B51F-0499
The Dynamics of Laurentian Great Lakes Surface Energy Budgets

Friday, 18 December 2015
Poster Hall (Moscone South)
Peter Blanken, University of Colorado, Boulder, Boulder, CO, United States, Christopher Spence, Environment Canada, Saskatoon, SK, Canada, John D Lenters, LimnoTech, Ann Arbor, MI, United States, Andrew Gronewold, Great Lakes Environmental Research Laboratory, Ann Arbor, MI, United States, Branko Kerkez, University of Michigan Ann Arbor, Ann Arbor, MI, United States, Pengfei Xue, Michigan Technological University, Civil and Environmental Engineering, Houghton, MI, United States and Norma Froelich, Northern Michigan University, Chelsea, MI, United States
Abstract:
The Laurentian Great Lakes constitute the largest freshwater surface in the world and are a valuable North American natural and socio-economic resource. In response to calls for improved monitoring and research on the energy and water budgets of the lakes, there has been a growing ensemble of in situ measurements - including offshore eddy flux towers, buoy-based sensors, and vessel-based platforms -deployed through an ongoing, bi-national collaboration known as the Great Lakes Evaporation Network (GLEN). The objective of GLEN is to reduce uncertainty in Great Lakes seasonal and 6-month water level forecasts, as well as climate change projections of the surface energy balance and water level fluctuations.
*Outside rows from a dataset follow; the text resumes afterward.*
PR #4154, opened 2020-10-02
disable ert via xbutil through old kds

maxzhen:
xbutil scheduler -k 1 -d \<board\> disables ert.
xbutil scheduler -k 0 -d \<board\> enables ert.

Make sure to run xbutil reset after the change to make sure the new setting takes effect.


mamin506 (approved):
Look good to me

arpitxilinx (approved):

Although It remains challenging to quantify and scale energy budgets and fluxes over such large water bodies, this presentation will report on recent successes in three areas: First, in estimating evaporation rates over each of the Great Lakes; Second, defining evaporation variability among the lakes, especially in winter and; Third, explaining the interaction between ice cover, water temperature, and evaporation across a variety of temporal and spatial scales. Research gaps remain, particularly those related to spatial variability and scaling of turbulent fluxes, so the presentation will also describe how this will be addressed with enhanced instrument and platform arrays.